AIM OF THE EXERCISE
How many lines in the data below contain the word "used"? State only the number.

------

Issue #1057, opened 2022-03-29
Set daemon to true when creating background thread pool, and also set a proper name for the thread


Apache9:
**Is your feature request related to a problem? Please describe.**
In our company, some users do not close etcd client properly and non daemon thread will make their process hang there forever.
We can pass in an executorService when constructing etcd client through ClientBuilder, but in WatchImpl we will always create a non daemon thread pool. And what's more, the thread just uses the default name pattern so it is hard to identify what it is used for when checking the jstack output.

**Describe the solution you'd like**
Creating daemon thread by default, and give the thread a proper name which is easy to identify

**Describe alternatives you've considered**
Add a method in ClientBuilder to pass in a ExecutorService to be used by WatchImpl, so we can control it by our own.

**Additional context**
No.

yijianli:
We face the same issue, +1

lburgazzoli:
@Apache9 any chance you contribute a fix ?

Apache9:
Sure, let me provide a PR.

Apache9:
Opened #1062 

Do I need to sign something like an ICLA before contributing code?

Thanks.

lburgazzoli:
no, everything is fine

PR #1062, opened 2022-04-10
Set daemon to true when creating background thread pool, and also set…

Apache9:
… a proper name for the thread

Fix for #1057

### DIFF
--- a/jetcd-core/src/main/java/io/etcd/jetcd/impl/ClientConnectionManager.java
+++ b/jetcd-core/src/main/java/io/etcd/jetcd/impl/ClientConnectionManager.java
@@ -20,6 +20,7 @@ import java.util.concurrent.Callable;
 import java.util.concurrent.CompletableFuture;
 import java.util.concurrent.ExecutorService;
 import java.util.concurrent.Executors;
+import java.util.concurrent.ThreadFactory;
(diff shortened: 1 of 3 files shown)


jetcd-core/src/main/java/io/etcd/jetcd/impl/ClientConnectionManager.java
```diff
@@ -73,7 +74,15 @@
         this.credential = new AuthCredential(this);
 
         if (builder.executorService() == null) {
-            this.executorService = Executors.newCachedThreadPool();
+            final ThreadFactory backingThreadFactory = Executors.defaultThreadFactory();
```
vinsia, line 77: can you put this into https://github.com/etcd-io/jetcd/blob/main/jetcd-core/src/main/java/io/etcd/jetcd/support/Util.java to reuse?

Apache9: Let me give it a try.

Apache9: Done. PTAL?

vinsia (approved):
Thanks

------

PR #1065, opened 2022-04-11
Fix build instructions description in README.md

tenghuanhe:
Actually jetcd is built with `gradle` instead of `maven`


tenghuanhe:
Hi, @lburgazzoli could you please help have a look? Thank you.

------

EXPECTED ANSWER
2